Stored data entries
════════
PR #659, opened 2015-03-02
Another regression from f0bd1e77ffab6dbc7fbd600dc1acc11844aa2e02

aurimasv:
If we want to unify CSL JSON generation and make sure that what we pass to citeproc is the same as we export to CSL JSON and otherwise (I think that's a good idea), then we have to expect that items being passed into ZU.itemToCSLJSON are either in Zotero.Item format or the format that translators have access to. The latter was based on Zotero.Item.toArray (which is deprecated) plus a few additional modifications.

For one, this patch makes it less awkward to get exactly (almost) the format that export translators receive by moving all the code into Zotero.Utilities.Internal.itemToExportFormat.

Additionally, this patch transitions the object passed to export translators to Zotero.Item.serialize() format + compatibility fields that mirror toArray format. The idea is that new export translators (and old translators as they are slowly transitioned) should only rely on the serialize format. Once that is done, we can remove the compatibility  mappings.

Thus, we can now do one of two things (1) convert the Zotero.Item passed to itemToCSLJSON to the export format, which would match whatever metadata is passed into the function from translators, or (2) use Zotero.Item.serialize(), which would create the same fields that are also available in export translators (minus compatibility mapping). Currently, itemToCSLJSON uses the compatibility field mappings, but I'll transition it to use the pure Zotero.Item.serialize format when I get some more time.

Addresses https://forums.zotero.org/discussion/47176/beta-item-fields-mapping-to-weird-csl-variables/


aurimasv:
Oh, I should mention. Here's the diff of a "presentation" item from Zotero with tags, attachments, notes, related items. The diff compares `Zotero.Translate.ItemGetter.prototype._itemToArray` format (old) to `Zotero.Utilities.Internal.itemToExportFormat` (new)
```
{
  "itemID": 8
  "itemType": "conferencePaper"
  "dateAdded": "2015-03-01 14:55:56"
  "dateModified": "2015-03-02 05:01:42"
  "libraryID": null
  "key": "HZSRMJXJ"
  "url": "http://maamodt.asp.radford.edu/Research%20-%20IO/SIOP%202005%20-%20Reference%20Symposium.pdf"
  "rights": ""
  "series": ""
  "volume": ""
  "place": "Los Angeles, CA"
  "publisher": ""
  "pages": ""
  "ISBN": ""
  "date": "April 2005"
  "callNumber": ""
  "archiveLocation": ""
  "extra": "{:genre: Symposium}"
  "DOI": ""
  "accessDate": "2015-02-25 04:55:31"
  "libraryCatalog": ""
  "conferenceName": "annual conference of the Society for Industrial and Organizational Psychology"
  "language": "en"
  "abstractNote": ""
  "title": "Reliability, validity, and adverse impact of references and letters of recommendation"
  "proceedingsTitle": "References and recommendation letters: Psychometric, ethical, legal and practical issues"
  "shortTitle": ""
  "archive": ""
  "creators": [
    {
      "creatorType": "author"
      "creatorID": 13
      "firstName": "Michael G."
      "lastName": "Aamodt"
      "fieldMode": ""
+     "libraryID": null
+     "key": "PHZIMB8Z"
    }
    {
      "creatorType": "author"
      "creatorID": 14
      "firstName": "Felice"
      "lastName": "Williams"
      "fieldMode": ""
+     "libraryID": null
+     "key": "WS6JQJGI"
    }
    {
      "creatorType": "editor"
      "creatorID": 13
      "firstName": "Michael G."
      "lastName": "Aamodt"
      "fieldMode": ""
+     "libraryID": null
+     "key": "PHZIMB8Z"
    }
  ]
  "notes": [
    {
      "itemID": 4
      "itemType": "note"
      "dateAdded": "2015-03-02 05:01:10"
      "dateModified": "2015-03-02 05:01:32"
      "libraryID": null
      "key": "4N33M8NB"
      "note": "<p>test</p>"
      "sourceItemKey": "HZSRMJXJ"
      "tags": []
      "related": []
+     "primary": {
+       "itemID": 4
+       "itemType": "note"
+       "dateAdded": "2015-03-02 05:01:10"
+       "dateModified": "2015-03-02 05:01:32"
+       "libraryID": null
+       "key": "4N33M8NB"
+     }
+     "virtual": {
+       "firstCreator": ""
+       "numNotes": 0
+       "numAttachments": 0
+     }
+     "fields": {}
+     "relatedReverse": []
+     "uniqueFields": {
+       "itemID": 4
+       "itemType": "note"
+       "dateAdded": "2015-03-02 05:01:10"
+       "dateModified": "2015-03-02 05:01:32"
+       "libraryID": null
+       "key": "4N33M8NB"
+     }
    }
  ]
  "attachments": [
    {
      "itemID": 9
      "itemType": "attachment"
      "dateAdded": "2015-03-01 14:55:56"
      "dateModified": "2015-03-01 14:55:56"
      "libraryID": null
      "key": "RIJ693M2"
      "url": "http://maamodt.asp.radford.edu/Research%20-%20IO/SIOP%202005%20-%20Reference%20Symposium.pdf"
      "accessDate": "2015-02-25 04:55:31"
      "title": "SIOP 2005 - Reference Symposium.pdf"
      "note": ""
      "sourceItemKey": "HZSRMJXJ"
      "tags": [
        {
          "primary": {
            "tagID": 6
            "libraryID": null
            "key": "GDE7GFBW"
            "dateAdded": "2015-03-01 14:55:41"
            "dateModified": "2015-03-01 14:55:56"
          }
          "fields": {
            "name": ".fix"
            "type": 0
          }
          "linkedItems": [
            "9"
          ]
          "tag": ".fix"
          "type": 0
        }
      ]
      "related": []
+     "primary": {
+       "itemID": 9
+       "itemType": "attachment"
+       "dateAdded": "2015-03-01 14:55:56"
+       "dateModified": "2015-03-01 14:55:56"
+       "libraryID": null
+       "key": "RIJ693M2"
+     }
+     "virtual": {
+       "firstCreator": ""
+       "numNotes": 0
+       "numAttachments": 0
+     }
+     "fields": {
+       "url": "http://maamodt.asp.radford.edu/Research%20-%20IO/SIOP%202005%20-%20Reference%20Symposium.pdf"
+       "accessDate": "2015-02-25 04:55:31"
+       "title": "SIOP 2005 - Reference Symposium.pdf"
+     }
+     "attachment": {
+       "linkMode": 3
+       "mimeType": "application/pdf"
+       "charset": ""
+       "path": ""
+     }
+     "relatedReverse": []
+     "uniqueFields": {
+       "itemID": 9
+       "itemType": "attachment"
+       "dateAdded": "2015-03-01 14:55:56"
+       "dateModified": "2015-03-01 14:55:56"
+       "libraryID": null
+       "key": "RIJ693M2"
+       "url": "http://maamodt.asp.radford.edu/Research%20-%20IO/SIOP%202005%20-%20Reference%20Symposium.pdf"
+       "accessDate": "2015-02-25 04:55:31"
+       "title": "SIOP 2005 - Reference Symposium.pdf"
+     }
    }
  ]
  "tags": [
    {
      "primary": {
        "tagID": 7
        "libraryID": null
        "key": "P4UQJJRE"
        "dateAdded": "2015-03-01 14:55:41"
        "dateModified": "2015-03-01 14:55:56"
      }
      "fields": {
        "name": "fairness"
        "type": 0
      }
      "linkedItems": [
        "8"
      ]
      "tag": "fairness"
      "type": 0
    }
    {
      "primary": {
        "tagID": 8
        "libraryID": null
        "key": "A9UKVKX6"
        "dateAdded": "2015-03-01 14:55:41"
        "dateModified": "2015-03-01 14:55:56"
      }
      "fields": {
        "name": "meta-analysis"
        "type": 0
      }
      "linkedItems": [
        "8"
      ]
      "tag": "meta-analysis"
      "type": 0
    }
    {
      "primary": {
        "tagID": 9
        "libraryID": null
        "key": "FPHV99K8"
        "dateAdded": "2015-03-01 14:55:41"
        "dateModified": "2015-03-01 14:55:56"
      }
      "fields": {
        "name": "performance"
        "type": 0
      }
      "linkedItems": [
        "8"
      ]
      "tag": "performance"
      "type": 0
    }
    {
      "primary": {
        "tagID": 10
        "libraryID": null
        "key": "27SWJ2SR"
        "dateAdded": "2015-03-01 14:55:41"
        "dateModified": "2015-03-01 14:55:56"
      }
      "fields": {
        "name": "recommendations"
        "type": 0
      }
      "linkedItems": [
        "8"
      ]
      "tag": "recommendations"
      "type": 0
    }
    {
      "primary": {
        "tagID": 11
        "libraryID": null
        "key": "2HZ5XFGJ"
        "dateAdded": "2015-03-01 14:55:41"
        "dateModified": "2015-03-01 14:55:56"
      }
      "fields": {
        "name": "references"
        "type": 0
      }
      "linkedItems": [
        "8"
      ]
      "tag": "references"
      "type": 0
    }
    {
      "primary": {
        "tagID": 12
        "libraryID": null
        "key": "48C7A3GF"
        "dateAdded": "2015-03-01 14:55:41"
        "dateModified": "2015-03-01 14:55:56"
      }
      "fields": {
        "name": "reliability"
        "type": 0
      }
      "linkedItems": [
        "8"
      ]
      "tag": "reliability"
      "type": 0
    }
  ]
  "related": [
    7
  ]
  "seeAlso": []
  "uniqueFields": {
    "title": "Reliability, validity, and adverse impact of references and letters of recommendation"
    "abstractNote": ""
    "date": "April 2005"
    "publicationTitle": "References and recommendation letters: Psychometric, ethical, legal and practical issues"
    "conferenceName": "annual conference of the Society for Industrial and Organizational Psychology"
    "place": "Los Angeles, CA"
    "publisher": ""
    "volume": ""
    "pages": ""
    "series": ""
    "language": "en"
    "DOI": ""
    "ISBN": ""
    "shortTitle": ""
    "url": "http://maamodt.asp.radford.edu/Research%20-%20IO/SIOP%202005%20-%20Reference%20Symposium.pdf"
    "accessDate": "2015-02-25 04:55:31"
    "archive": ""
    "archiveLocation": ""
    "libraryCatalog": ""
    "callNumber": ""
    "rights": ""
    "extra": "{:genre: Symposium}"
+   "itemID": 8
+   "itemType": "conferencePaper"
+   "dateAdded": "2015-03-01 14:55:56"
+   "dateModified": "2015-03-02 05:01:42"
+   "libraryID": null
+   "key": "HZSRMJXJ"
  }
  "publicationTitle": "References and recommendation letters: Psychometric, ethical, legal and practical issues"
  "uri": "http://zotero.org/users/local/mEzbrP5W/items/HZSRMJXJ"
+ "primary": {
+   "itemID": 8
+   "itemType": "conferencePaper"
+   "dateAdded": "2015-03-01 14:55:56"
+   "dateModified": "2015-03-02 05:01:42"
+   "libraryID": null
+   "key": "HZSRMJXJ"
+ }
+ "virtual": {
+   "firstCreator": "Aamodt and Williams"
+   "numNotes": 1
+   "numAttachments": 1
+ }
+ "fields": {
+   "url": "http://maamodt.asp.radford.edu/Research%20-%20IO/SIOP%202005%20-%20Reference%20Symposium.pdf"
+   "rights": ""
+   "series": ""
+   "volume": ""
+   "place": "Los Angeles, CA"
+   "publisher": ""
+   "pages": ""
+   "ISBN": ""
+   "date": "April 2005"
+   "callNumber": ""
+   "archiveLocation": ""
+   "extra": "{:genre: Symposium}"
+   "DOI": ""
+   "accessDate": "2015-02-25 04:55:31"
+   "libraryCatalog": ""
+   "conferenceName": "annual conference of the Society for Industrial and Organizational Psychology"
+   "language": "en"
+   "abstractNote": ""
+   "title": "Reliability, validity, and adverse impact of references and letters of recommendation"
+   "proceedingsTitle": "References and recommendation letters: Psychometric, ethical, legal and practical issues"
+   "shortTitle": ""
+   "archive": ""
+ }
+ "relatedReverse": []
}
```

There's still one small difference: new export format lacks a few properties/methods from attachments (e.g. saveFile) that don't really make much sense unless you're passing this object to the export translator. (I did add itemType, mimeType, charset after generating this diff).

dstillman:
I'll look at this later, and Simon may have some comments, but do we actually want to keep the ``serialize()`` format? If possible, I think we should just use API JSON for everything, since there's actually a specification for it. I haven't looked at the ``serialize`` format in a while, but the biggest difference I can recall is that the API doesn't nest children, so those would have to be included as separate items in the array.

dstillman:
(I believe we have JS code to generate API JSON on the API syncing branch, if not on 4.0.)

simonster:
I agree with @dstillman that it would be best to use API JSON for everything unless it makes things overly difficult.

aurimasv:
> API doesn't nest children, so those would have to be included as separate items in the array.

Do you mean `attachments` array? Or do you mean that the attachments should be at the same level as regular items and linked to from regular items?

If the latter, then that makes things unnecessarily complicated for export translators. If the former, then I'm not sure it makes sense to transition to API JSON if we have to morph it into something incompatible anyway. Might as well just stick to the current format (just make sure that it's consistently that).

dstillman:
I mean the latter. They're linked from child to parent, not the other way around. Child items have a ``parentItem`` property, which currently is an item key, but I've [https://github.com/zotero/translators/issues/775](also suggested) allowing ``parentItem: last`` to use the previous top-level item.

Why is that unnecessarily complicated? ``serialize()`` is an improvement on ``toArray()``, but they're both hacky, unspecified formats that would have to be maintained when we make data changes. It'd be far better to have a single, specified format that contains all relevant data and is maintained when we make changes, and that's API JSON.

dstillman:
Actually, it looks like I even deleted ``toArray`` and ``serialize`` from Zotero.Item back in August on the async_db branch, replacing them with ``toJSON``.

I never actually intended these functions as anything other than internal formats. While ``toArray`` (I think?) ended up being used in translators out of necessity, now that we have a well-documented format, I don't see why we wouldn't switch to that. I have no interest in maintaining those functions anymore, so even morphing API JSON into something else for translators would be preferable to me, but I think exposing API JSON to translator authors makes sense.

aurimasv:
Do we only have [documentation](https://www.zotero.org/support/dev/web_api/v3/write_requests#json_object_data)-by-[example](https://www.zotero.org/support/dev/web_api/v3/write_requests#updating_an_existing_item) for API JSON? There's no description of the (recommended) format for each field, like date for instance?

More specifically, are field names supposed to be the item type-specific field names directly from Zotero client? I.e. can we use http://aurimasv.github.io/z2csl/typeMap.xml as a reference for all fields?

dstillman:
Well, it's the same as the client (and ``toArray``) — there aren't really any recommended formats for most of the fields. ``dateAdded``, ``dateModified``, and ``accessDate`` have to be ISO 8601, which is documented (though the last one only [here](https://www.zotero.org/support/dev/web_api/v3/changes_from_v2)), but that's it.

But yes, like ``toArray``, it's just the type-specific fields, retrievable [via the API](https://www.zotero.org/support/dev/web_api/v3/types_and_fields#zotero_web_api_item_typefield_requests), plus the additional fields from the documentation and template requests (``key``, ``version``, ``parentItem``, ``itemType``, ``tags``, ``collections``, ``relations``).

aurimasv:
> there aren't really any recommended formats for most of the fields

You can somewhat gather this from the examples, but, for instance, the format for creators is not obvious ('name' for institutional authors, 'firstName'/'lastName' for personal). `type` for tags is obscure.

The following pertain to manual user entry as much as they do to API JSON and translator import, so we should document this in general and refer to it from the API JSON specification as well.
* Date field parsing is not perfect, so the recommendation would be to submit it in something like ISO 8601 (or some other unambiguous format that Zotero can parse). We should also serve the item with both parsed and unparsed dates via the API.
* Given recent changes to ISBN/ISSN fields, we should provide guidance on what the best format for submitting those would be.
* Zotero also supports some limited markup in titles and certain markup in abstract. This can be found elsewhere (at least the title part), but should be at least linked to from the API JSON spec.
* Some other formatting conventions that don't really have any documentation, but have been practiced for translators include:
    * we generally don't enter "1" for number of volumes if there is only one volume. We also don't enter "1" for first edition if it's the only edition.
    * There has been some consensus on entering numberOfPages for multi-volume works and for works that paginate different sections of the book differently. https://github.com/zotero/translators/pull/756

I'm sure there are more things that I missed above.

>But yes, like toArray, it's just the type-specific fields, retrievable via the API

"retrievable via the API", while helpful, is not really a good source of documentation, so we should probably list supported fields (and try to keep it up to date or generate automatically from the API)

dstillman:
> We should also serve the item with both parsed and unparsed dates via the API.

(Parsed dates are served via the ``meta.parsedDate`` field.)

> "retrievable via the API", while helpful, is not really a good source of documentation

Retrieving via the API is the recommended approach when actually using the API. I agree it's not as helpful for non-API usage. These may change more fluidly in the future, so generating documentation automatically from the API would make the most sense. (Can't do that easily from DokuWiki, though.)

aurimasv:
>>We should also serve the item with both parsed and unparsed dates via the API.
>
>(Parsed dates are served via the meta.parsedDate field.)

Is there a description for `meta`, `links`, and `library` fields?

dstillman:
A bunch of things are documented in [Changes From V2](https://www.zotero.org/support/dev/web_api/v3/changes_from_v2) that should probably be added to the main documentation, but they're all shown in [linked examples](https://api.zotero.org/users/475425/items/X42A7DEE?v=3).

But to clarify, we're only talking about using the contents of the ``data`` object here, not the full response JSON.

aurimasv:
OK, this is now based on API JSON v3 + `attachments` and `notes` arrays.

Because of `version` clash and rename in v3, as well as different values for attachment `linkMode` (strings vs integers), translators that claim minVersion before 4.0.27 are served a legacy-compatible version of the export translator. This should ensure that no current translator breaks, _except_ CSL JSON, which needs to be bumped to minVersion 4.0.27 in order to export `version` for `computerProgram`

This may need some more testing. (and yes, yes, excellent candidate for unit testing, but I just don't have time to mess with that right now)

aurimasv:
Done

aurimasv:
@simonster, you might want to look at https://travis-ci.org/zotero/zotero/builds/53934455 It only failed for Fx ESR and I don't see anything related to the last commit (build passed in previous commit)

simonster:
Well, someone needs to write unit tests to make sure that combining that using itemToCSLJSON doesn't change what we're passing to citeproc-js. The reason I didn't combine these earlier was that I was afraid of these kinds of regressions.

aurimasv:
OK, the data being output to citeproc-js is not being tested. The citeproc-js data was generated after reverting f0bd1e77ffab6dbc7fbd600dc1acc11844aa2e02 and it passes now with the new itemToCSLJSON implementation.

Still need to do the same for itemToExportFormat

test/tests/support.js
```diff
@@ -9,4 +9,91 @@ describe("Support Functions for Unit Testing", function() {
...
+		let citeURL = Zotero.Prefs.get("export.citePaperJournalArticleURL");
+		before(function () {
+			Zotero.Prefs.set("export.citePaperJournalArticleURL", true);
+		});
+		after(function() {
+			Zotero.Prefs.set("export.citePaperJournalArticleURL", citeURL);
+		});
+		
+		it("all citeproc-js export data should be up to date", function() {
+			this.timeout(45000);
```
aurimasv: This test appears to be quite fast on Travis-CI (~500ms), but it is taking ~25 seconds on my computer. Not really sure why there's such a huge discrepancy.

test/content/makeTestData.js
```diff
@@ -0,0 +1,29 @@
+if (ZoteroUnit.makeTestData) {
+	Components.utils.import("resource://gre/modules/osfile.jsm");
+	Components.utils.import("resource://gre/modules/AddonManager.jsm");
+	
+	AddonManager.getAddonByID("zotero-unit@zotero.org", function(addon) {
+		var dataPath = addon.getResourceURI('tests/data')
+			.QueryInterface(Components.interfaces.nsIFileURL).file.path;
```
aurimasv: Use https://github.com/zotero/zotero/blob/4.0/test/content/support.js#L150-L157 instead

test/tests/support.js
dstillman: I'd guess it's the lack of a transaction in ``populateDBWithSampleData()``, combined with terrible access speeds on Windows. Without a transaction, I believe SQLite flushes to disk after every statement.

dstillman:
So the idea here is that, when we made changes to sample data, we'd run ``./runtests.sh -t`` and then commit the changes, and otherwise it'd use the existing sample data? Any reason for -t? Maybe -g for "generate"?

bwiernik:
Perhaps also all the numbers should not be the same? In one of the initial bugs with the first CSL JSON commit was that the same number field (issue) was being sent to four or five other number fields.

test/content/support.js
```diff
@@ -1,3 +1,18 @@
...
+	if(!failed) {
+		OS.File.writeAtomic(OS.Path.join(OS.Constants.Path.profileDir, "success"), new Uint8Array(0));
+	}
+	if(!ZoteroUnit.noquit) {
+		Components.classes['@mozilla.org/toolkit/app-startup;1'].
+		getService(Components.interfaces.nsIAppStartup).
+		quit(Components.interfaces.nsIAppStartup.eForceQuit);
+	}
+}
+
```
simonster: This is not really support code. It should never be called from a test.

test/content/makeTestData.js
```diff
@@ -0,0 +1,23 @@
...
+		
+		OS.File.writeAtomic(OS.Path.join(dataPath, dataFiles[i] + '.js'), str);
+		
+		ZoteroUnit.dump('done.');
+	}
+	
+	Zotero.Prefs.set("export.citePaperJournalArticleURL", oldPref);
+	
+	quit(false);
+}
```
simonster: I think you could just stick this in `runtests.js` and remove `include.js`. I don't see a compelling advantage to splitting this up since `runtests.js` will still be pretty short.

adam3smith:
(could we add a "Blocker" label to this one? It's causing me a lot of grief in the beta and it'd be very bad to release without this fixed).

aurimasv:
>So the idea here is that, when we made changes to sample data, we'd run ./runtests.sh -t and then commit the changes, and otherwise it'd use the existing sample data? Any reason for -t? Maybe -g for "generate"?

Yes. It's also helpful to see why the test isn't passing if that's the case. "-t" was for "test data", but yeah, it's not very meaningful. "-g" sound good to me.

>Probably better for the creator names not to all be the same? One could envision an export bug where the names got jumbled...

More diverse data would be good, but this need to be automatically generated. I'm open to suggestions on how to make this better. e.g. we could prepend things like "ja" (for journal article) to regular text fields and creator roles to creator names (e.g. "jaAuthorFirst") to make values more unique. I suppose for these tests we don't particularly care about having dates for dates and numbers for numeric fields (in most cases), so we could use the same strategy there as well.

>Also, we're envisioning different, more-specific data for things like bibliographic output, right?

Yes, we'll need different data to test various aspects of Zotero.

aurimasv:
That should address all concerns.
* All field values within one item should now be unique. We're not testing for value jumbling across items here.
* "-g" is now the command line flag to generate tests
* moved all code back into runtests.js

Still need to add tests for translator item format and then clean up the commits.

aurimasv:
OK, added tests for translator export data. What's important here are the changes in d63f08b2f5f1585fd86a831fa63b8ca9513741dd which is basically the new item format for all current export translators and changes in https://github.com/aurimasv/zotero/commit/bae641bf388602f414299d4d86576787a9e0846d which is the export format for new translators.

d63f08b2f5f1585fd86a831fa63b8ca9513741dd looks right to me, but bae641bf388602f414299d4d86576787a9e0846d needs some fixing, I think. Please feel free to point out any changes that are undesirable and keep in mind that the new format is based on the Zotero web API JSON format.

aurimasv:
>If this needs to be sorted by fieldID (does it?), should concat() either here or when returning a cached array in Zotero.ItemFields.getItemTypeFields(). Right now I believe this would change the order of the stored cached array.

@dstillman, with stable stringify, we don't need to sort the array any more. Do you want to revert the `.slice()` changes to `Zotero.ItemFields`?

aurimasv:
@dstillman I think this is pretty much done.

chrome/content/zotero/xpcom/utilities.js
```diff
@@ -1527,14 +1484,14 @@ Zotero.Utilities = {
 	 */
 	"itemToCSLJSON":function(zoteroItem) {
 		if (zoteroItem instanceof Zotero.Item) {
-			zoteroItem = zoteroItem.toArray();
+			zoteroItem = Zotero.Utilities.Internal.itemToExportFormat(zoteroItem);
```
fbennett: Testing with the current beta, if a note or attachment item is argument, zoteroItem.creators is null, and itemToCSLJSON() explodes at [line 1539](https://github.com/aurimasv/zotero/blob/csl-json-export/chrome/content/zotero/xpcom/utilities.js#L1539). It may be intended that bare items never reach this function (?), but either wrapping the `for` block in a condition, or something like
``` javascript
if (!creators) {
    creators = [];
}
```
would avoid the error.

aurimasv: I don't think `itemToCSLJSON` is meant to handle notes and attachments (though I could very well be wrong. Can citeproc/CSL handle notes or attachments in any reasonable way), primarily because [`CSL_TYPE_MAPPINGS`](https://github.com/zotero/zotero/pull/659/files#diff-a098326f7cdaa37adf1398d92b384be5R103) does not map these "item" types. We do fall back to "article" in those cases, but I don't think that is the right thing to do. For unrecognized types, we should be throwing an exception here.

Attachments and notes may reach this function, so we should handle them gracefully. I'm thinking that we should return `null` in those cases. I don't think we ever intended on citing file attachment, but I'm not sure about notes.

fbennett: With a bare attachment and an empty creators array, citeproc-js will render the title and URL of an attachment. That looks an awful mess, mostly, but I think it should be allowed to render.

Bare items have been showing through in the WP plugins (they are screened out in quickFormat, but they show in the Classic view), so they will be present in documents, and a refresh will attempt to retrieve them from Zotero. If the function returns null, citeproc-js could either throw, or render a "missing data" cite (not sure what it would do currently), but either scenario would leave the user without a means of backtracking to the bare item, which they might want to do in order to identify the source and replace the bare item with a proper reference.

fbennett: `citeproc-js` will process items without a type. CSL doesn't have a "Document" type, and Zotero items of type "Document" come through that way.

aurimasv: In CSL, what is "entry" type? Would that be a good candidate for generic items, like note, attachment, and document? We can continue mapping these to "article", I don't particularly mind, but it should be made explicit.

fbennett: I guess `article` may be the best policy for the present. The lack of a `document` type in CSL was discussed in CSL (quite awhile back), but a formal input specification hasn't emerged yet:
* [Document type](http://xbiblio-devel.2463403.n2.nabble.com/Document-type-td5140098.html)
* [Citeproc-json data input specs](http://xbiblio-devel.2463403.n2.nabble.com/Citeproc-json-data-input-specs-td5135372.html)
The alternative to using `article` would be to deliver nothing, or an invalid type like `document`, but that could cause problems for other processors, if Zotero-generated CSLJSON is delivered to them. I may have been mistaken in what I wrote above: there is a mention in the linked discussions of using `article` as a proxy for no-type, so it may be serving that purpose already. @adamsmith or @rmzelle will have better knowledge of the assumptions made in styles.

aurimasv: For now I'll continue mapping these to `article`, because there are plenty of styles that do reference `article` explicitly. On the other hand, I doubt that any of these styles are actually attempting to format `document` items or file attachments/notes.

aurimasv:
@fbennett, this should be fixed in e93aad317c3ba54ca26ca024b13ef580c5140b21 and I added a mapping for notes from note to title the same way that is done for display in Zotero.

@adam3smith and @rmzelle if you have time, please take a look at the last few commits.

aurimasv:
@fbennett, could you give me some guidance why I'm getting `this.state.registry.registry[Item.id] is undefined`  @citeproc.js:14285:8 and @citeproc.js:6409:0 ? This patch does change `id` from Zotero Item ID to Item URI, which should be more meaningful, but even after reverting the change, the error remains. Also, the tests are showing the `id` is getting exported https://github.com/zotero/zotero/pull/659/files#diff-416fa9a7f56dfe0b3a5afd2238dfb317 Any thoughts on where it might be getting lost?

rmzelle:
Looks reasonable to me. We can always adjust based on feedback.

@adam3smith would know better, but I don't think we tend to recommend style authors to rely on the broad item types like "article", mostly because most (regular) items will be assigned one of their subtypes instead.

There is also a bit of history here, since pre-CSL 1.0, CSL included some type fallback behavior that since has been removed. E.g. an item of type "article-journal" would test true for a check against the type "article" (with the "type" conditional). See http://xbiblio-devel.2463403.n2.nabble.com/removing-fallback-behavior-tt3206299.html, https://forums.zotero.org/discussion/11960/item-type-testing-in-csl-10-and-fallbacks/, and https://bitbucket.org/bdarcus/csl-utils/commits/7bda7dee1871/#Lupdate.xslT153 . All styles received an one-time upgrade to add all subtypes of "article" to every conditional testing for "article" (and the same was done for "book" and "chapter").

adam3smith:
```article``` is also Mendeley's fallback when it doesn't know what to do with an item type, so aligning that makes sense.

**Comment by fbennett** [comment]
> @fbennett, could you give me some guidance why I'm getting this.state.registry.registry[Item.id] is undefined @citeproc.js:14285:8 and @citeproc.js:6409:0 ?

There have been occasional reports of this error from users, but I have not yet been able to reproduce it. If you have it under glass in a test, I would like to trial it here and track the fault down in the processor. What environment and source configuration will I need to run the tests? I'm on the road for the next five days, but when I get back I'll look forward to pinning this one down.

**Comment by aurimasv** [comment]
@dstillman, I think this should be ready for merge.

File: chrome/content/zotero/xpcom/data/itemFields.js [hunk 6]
════════
_TASK DESCRIPTION_
Go through the records and report each line that contains "chrome".

_RESPONSE AREA_
chrome/content/zotero/xpcom/utilities.js
fbennett: Testing with the current beta, if a note or attachment item is argument, zoteroItem.creators is null, and itemToCSLJSON() explodes at [line 1539](https://github.com/aurimasv/zotero/blob/csl-json-export/chrome/content/zotero/xpcom/utilities.js#L1539). It may be intended that bare items never reach this function (?), but either wrapping the `for` block in a condition, or something like
File: chrome/content/zotero/xpcom/data/itemFields.js [hunk 6]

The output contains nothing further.